Abstract. Sentinel-2 satellite imagery has been shown by studies to be
capable of detecting and quantifying methane emissions from oil and gas
production. However, current methods lack performance calibration with
ground-truth testing. This study developed a multi-band–multi-pass–multi-comparison-date methane retrieval algorithm that enhances Sentinel-2 sensitivity to methane plumes. The method was calibrated
using data from a large-scale controlled-release test in Ehrenberg, Arizona,
in fall 2021, with three algorithm parameters tuned based on the true
emission rates. Tuned parameters are the pixel-level concentration upper-bound threshold during extreme value removal, the number of comparison
dates, and the pixel-level methane concentration percentage threshold when
determining the spatial extent of a plume. We found that a low value of the
upper-bound threshold during extreme value removal can result in false
negatives. A high number of comparison dates helps enhance the algorithm
sensitivity to the plumes in the target date, but values in excess of
12 d are neither necessary nor computationally efficient.
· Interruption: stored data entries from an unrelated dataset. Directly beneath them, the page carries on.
PR #6691, opened 2026-09-17
fix(voa): error messages use the ink tone, never red text; computed-contrast guard

Balizero1987:
## Cause

design-A-claude.md M1: `text-red-600` at `upload/UploadFlow.tsx:182,215,223` measures 4.40:1 on paper (`#F7F4EE`) — an AA fail (needs 4.5:1). The four `role="alert"` sites (`page.tsx:541`, `[hash]/page.tsx:404`, `checkout/[resultId]/CheckoutFlow.tsx:201`, `orders/OrderTracker.tsx:49`) read `--color-error`, which resolves to copper (`#A44B36`) on this surface — the ownership tone, not an error status (M2/design brief §0).

## Cure

Both classes of site now use `--tx-pure` (ink, already declared, 12.9:1 on `--bz-base`) plus an existing hairline border (`--bz-border`) marking the alert region — no new tokens. The problem stays carried by the copy itself (every string in `upload/messages.ts` already states the failure in words) and by `role="alert"`/`aria-live="polite"` for assistive tech, never by colour alone. Copy meaning is unchanged.

## Proof

New guard `voa-contrast.computed.guard.test.tsx` renders the seven cured sites through the real production components (not synthetic fixtures) and checks the two things jsdom can actually compute (jsdom applies no external stylesheet — same limit `clients-desk.test.tsx` already documents):
1. Real WCAG contrast math on the resolved ink tone, using tokens parsed live from `globals.css` (never hand-copied) — cross-checked against design-A-claude.md's own 4.40:1 for the ORIGINAL red as an independent verification the formula is right.
2. A DOM-output ban on the red-family Tailwind class, which is the one regression shape jsdom cannot resolve to a colour at all.

Guilt proven by temporarily reverting the `client_rejected` fix at `UploadFlow.tsx` back to `text-red-600` (backed up with `cp`, restored — never `git checkout --`): the guard goes red on the missing inline colour. Restored and re-verified green before this PR.

`npx vitest run src/app/visa/voa` (18 files / 193 tests, all green), `npx tsc --noEmit` (clean), prettier/eslint clean on touched files.

**Bites:** the traveller whose passport photo is rejected on `/visa/voa/upload` — the rejection message now reads at ≥4.5:1 (verified ~13:1) instead of failing AA, and `voa-contrast.computed.guard.test.tsx` enforces it on every future change to these seven sites.

Auto-merge intentionally NOT armed — Zero's pre-deploy stop for this mission (DELIBERA-fase2.md §Lane di build: merge = deploy).


Balizero1987:
## Final gate — GARUDA-20260917 lane S3 — **BLOCK**

Fresh Opus 5 gate session on M5, outside the contribution chain, HEAD `1fbc5ca0a1dd2cb98ffa406abc61c60254d393e8`, auto-merge NOT armed, branch untouched, no workflow rerun.

### The code passed every empirical check I ran

| Check | Observed |
|---|---|
| Perimeter | 6 files, all under `apps/mouth/src/app/visa/voa/**`. Nothing outside the lane, nothing off-limits |
| `npx vitest run src/app/visa/voa` | **18 files / 193 tests, all green** — matches the claim exactly |
| `npx tsc --noEmit -p .` | exit 0, zero output |
| Red Tailwind classes in the six purchase screens | 0 classes. The single `text-red-600` hit is the JSDoc comment at `UploadFlow.tsx:30` explaining the cure |
| Colour literals added to production code | 0. Every hex added lives in the guard, pinned to `globals.css` |
| `role="alert"` / `aria-live` | preserved on all five files; copy byte-unchanged |
| **GUILT (mine, twice)** | Reverting `client_rejected` to `text-red-600` → guard red at `assertErrorTone:162` naming the site. Keeping the inline style AND adding the red class → guard red at line **169** on `RED_CLASS_RE`. **Both halves bite.** Restored with `cp`, `git status --short` empty |
| **INNOCENCE (my own WCAG implementation, not the test's)** | `#DC2626` on `#f7f4ee` = **4.40:1 AA FAIL**, matching design-A M1 · `--tx-pure` `#1d2c3b` = **12.96:1 PASS** · copper `#a44b36` = 5.26:1 PASS (so the identity check, not the ratio, is what catches M2) · a compliant neutral `#4a4a4a` = 8.07:1. Real relative-luminance math on tokens parsed live. **Not tautological** |
| PII / secrets on the diff | 0 real hits. Every `token` is a design token; the one `+62` is the synthetic `+6281234567890` in a fixture |
| `Bites:` line | present, names the consumer, and the consumer ships in this same PR |

### Why BLOCK anyway — the red is not the one the brief predicted

I classified `Harness floor recompute` (run 35168698819) before treating it as expected, and it is **not** the pending-verdict read. The job **never reaches** the step `Gear >= 2 — read the real gate verdict` (skipped). It fails earlier:

```
this diff's deterministic floor is 2, reached via the SIZE term alone, and carries no
evidence/brief.yml — the SIZE_GEAR2_ENFORCEMENT_DATE grace period (2026-09-02) has passed
(today: 2026-09-17) — a floor==2 diff now requires at minimum a brief declaring gear>=2
```

495+/12− = **483 net lines** ≥ 400, and `gh pr view 6691 --json files` shows **zero** `evidence/` paths. The job's own annotation confirms it: *"evidence/brief.yml exists at HEAD but was NOT touched by this PR's own diff (inherited from a prior merge) — not THIS PR's brief."*

Posting `harness/fable-gate=success` would **not** turn this check green: no step in this run reads it. A PASS here would be a green painted on a red, and a status nobody consumes — scar family #2. One required check is red, for a deterministic defect in the PR's own contents, and only a branch commit can cure it. A gate does not commit.

### The cure — one commit, on a branch that is NOT frozen

Auto-merge is not armed, so the branch is free. Add this PR's own `evidence/brief.yml` declaring `gear >= 2`, push, then commission a **fresh** gate session on the new HEAD. No code change is needed — the code is verified green.

### Notices (not conditions)

1. The body says four `role="alert"` sites; the diff cures **five** `--color-error` sites — the fourth alert plus `page.tsx:474`, the WhatsApp fallback link. In spec (design-A §0 names `page.tsx:474,542`), but the count in the body is off by one.
2. `assertErrorTone` pins **identity** to `--tx-pure`, so a different compliant colour would fail. Stricter than S3's "≥4.5:1 per text node", not looser, and declared in the file header — but its green must not be read as "every text node is compliant".
3. The guard covers the seven sites this PR touched, not all six screens' text nodes. Declared honestly in its own SCOPE block.
4. "Dedicated error tone" is rendered as a **treatment** (ink + `--bz-border` hairline), not a token, because `--bz-status-mark` depends on Zero's open Q2 — and design-A §8's red rule forbids that token on an element carrying text anyway. The conservative choice is the right one; recording it as a conscious deviation.
5. The guard measures `operative-light`, the wrapper live today, and says so. If S1 flips to `operative-dark`, those token assertions need re-anchoring, and nothing checks that automatically.

Receipt: `BATTAGLIA-20260911/GARUDA-20260917/receipts/GATE-6691.md`

**Business:** the traveller whose passport photo is rejected reads the one line telling them how to fix it at 4.40:1 today, below AA, on a phone in the sun. This change takes it to 12.96:1 in ink, with the word still carrying the problem so it works for anyone who cannot separate red. The measurement holds. Only the paperwork that rides with it into the merge queue is missing.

A high percentage
threshold when determining the spatial extent of a plume helps enhance the
quantification accuracy, but it may harm the yes/no detection accuracy. We
found that there is a trade-off between quantification accuracy and
detection accuracy. In a scenario with the highest quantification accuracy,
we achieved the lowest quantification error and had zero false-positive
detections; however, the algorithm missed three true plumes, which reduced the
yes/no detection accuracy. In contrast, all of the true plumes were
detected in the highest detection accuracy scenario, but the emission rate
quantification had higher errors. We illustrated a two-step method that
updates the emission rate estimates in an interim step, which improves
quantification accuracy while keeping high yes/no detection accuracy. We
also validated the algorithm's ability to detect true positives and true
negatives in two application studies.